Itau Unibanco (ITUB) of Brazil briefly cleared an early buy point at 5.40 before sliding back. The lender also formed a new cup with handle that offers a 5.55 entry point. ITUB shares have broken out and gotten extended after recently posting an 13th gain in 14 trading sessions.

Also recently making IBD Stock Screener: Travelzoo (TZOO), which cruised out of a good cup with handle on April 27 at 6.66 and made solid gains. TZOO is now working on a new base.

TZOO made the IBD Screener’s top stocks in terms of Relative Strength Rating (currently a 98) and trading under 10 a share.

Additional Watchlist names include Heritage Global (HGBL), which scored an 800% jump in earnings per share on an 84% revenue increase in Q4 and is smartly clearing resistance near 3; and Avadel (AVDL), which is developing treatments for narcolepsy. Avadel is winning a battle of buying support at its fast-rising 21-day exponential moving average. At 15.07, Avadel has cruised 110% ahead since Jan. 1.

Heritage has gotten way extended after blasting higher seven days in a row through Thursday’s close.

Avadel has broken out of a new cuplike base with a 10.30 buy point and is now sharply extended. But the stock is trading tightly after superb gains, a good sign.

The six-week base sits next to a longer, deeper cup without a handle.

Sonim Technologies (SONM), which belongs to IBD’s telecom-consumer products industry group, is creating a new base with a buy point past 1.27. Chile’s energy utility Enel Chile (ENIC) has rebounded off the rising 10-week moving average for at least the fourth time after a successful breakout past a cup without handle at 1.95 back in late November 2022.

Tat Technologies (TATT), Israel’s specialist in heat transfer and electric motion systems, has rolled smoothly past a long consolidation pattern with a 6.89 proper buy point. The breakout saw heavy volume, a good sign.

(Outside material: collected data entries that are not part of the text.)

PR #560, opened 2015-02-05
Archive file zip compression

aelij:
Adds the `EnableArchiveFileCompression` property to `FileTarget`, which zips the archive files to save space. Supported only in .NET 4.5 (using System.IO.Compression).
Includes unit tests.

### DIFF
--- a/src/NLog/NLog.netfx45.csproj
+++ b/src/NLog/NLog.netfx45.csproj
@@ -57,7 +57,6 @@
     <Reference Include="System.Data" />
     <Reference Include="System.Drawing" />
     <Reference Include="System.IO.Compression" />
-    <Reference Include="System.IO.Compression.FileSystem" />
     <Reference Include="System.Messaging" />
     <Reference Include="System.Runtime.Serialization" />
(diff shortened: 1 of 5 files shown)


304NotModified:
@aelij Any idea why the build fails? Can you commit something to restart AppVeyor?

aelij:
According to the AppVeyor log there was a problem retrieving NuGet packages. I don't think it had anything to do with my changes.

I've removed the reference to `System.IO.Compression.FileSystem` because it's not supported on all platforms (such as PCL), and I could manage without it.

304NotModified:
Yes, Nuget was down. So we needed a restart. 

With the new commit it's restarted and I builds! Thanks!

aelij:
Any idea when this will be released? :)
Thanks!

304NotModified:
In 4.0, but there are some [open issues](https://github.com/NLog/NLog/milestones/4.0) for that release.

304NotModified:
4.0 will be released on 2 June 2015.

A new pullback has so far come in lighter trade.

Tat’s base began forming in September.

Tat notched two straight quarters of earnings in the past two quarters. From 2020 to 2022, Tat lost a cumulative total $1.02 a share. Tat’s sales have accelerated from a 4% drop in Q2 of 2022 to gains of 19%, 12% and 26% vs. year-ago levels.

The Golden Rule

Finally, never forget the No. 1 maxim of IBD-style investing. If you buy at a proper buy point and expectations get broken, cutting losses short to protect your hard-earned capital allows you to invest in a more promising growth company in the near term.

This means no matter at what price in which you purchased shares, accept no larger than a loss of 7%-8% on those shares. You can quickly recover from such a deficit. But a 40% or 50% loss requires that you make a 67% to 100% gain on the next trade to get back to break-even.

Even among cheap stocks that you look to buy.